Stored data
PR #579, opened 2020-02-26
feat: add `as` method to customize `pivot` attribute name

kiaking:
This PR is built on top of #542. It adds `as` method to many-to-many relationship attribute to let users customize `pivot` key name.

```js
class User extends Model {
  static entity = 'users'

  static fields () {
    return {
      id: this.attr(null),
      podcasts: this.belongsToMany(
        Podcast,
        Subscription,
        'user_id',
        'podcast_id'
      ).as('subscription')
    }
  }
}

const user = User.query().with('podcasts').first()

user.podcasts.forEach((podcast) => {
  console.log(podcast.subscription)
})
```

@cuebit Could you check mainly at the documentations whether it's easy to understand this feature? 😃

### DIFF
--- a/docs/guide/data/inserting-and-updating.md
+++ b/docs/guide/data/inserting-and-updating.md
@@ -341,6 +341,120 @@ The insertion method works for all relationship types including complex ones suc
 
 Though there are few things that you should know about when inserting relationship in a slightly complex manner.
 
+### Inserting Many To Many Relationships
+
+When inserting many-to-many relationships, such as `belongsToMany` or `morphToMany`, any data nested under the `pivot` attribute will be inserted as well.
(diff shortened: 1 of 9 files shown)


cuebit:
I think the docs make sense. There’s a slight disconnect between the definitions “intermediate” and “pivot”. I think we should pick one terminology and stick with it. Preferably “intermediate” because it broadly describes tables, pivots, junctions etc. 

The relationships and API are in the process of being overhauled but we can discuss that elsewhere.

kiaking:
Ah good point with "intermediate" and "pivot". We should walk through the doc and refine it soon. OK, I'll be merging this one!

PR #586, opened 2020-03-05
fix: nested relationship orderBy constraints

### LINKED ISSUE #571: Many-to-many relations `orderBy` constraint does not resolve
### Description

Using `orderBy` constraint on nested relations does not fulfil the order criteria.

This seems to be affecting the following relationships:

- [Many To Many](https://vuex-orm.github.io/vuex-orm/guide/model/relationships.html#many-to-many)
- [Has Many Through](https://vuex-orm.github.io/vuex-orm/guide/model/relationships.html#has-many-through)
- [One To Many (Polymorphic)](https://vuex-orm.github.io/vuex-orm/guide/model/relationships.html#one-to-many-polymorphic)
- [Many To Many (Polymorphic)](https://vuex-orm.github.io/vuex-orm/guide/model/relationships.html#many-to-many-polymorphic)

### Steps to reproduce

1. Create a model with at least one many-to-many relationship.

```javascript
static fields() {
   return {
      id: this.attr(null),
      roles: this.belongsToMany(Role, RoleUser, 'user_id', 'role_id')
   }
}
```

2. Supply some data.

```javascript
User.create({
  data: {
    id: 1,
    roles: [
      { id: 1 },
      { id: 3 },
      { id: 2 }
    ]
  }
})
```

3. Retrieve the data with the relation constraint.

```javascript
const user = User.query().with('roles', (query) => { query.orderBy('id') }).find(1)
```

### Expected behaviour

The user roles should be in ascending order by `id`.

```javascript
{
  id: 1,
  roles: [
    { id: 1 }, // Role
    { id: 2 }, // Role
    { id: 3 }  // Role
  ]
} // User
```

The order is actually symmetrical to the order the records, pivots et all, are created.

```javascript
{
  id: 1,
  roles: [
    { id: 1 }, // Role
    { id: 3 }, // Role
    { id: 2 }  // Role
  ]
} // User
```

### Demo

An example of a Many To Many implementation [can be found here](https://codesandbox.io/s/vuex-orm-orderby-ut-lwsdi).

### Versions

- Vuex ORM: 0.35.2
- All previous versions since `orderBy` feat was introduced.

cuebit:
### Description 

Resolves #571 it is reported that nested relations do not observe any ordering constraints applied to them.

#### Type of PR:

- [x] Bugfix
- [ ] Feature
- [ ] Enhancement
- [ ] Documentation
- [ ] Other

#### Breaking changes:

- [x] No
- [ ] Yes

### Issue Recap

- Applying `orderBy` constraint on nested relations is ignored and relationships are loaded in the order in which they were inserted.
- In some cases where primary keys are integers, the ordering is unreliable because numeric object keys do not preserve the order in which the dictionary is created.

### Proposed Solution

- Use [Map](https://developer.mozilla.org/en-US/docs/Web/JavaScript/Reference/Global_Objects/Map) to generate relation indexes to make sure the ordering is preserved for numeric keys. 
- Only iterate over recursive relations if the relation query contains any order constraints to avoid expensive iterations for relations without.

### DIFF
--- a/src/attributes/relations/BelongsTo.ts
+++ b/src/attributes/relations/BelongsTo.ts
@@ -14,7 +14,7 @@ export default class BelongsTo extends Relation {
   parent: typeof Model
 
   /**
-   * The foregin key of the model.
+   * The foreign key of the model.
    */
   foreignKey: string
 
--- a/src/attributes/relations/BelongsToMany.ts
+++ b/src/attributes/relations/BelongsToMany.ts
@@ -148,16 +148,20 @@ export default class BelongsToMany extends Relation {
    * Create a new indexed map for the pivot relation.
    */
   mapPivotRelations (pivots: Collection, relatedQuery: Query): Records {
-    const relateds = this.mapManyRelations(relatedQuery.get(), this.relatedKey)
+    const relations = this.mapManyRelations(relatedQuery.get(), this.relatedKey)
 
-    return pivots.reduce((records, record) => {
+    if (relatedQuery.orders.length) {
+      return this.mapRelationsByOrders(pivots, relations, this.foreignPivotKey, this.relatedPivotKey)
+    }
+
+    return pivots.reduce<Record>((records, record) => {
       const id = record[this.foreignPivotKey]
 
       if (!records[id]) {
         records[id] = []
       }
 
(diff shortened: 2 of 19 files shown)


kiaking:
Wonderful! Thank you so much 👍

PR #845, opened 2026-09-02
Add dependency-safe LLVM distribution tag

helly25:
## Motivation

Rulesets may need headers or static libraries from an official LLVM distribution without owning the consuming workspace's C++ toolchain selection. Today the bzlmod extension rejects every tag from a non-root module, so such rulesets either duplicate the distribution downloader or require every consumer to recreate their repository.

This is the narrower dependency-safe alternative to allowing dependency modules to configure complete toolchains in #568. It avoids the unresolved question of which module owns toolchain registration and aliases.

## Changes

- add `llvm.distribution(...)`, backed by the existing `llvm` repository rule
- permit that tag in dependency modules while keeping every toolchain/configuration tag root-only
- normalize `llvm_version` exactly as the combined `llvm_toolchain` macro does
- document the API, generated repository layout, and globally unique naming requirement

The tag only downloads/materializes the distribution. It does not create or register a C++ toolchain.

## Validation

(What needs to be done)
Please copy the lines in the records above between the one holding "-148,16 +148,20 @@" and the one holding "backed by the", inclusive, exactly and with no other line.

(Answer section)
@@ -148,16 +148,20 @@ export default class BelongsToMany extends Relation {
    * Create a new indexed map for the pivot relation.
    */
   mapPivotRelations (pivots: Collection, relatedQuery: Query): Records {
-    const relateds = this.mapManyRelations(relatedQuery.get(), this.relatedKey)
+    const relations = this.mapManyRelations(relatedQuery.get(), this.relatedKey)
 
-    return pivots.reduce((records, record) => {
+    if (relatedQuery.orders.length) {
+      return this.mapRelationsByOrders(pivots, relations, this.foreignPivotKey, this.relatedPivotKey)
+    }
+
+    return pivots.reduce<Record>((records, record) => {
       const id = record[this.foreignPivotKey]
 
       if (!records[id]) {
         records[id] = []
       }
 
(diff shortened: 2 of 19 files shown)


kiaking:
Wonderful! Thank you so much 👍

PR #845, opened 2026-09-02
Add dependency-safe LLVM distribution tag

helly25:
## Motivation

Rulesets may need headers or static libraries from an official LLVM distribution without owning the consuming workspace's C++ toolchain selection. Today the bzlmod extension rejects every tag from a non-root module, so such rulesets either duplicate the distribution downloader or require every consumer to recreate their repository.

This is the narrower dependency-safe alternative to allowing dependency modules to configure complete toolchains in #568. It avoids the unresolved question of which module owns toolchain registration and aliases.

## Changes

- add `llvm.distribution(...)`, backed by the existing `llvm` repository rule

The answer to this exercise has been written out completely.